A plant-based diet emphasizes eating abundant plant foods without specific animal product restrictions. A person eating a plant-based diet may eat or avoid animal products. Another term that can describe plant-based eating is the flexitarian diet.

The flexitarian diet is for people who want a “flexible” healthy guideline for eating more plant-based foods like fruits, vegetables, legumes, nuts, beans, and whole grains and less animal-based foods like meat, dairy products, fish, or poultry.2

Plant-based diets, including the flexitarian diet, offer many health benefits.

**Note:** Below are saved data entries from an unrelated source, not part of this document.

PR #139, opened 2018-02-02
kirin: fix for migration with lots data and live insert

kadhikari:
During Migraion:

- Script updates the tables updating status = 'OK' where it was NULL

- The poller inserts somes lines in the table real_time_update with status = NULL

- At last when the script alters the table with status not NULL, because of some lines inserted by poller
there is an erreur "column "status" contains null values"

Solution: 

- Alter the column status with server_default='OK' in this version.

- Alter the column status with nullable=False in the next migration.


kadhikari:
jenkins test this please

xlqian:
Jenkins, test this please!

A 2017 Frontiers in Nutrition review of 25 studies of people following flexitarian plant-based diets linked their eating pattern to healthier body weight, improved markers of metabolic health, reduced blood pressure and risk for type 2 diabetes, and meeting their daily fiber intake of at least 25 to 30 g daily.2

On average, people consuming plant-based diets consume 34.9 g of fiber daily.3 Meeting the recommendation of dietary fiber helps to keep you full, stabilizes blood sugar levels, and promotes digestive and gut health. 

A review article from 2020 focused on the specific healthful components of plant-based diets like heart-healthy vegetable fats, increased dietary fiber, and phytosterols for managing heart disease and reducing the risk of developing heart disease.4 Plant-based diets offer heart-healthy fats and are limited in saturated fat and cholesterol.

Plant-based foods provide a rich source of vitamins, minerals, and antioxidants not found in processed foods. Consuming many plant sources provides your body with never-ending variety and nutrients. 

Health Benefits (and Downsides) of Eating a Plant-Based Diet

1. Reduced risk of chronic diseases like heart disease, obesity, and type 2 diabetes.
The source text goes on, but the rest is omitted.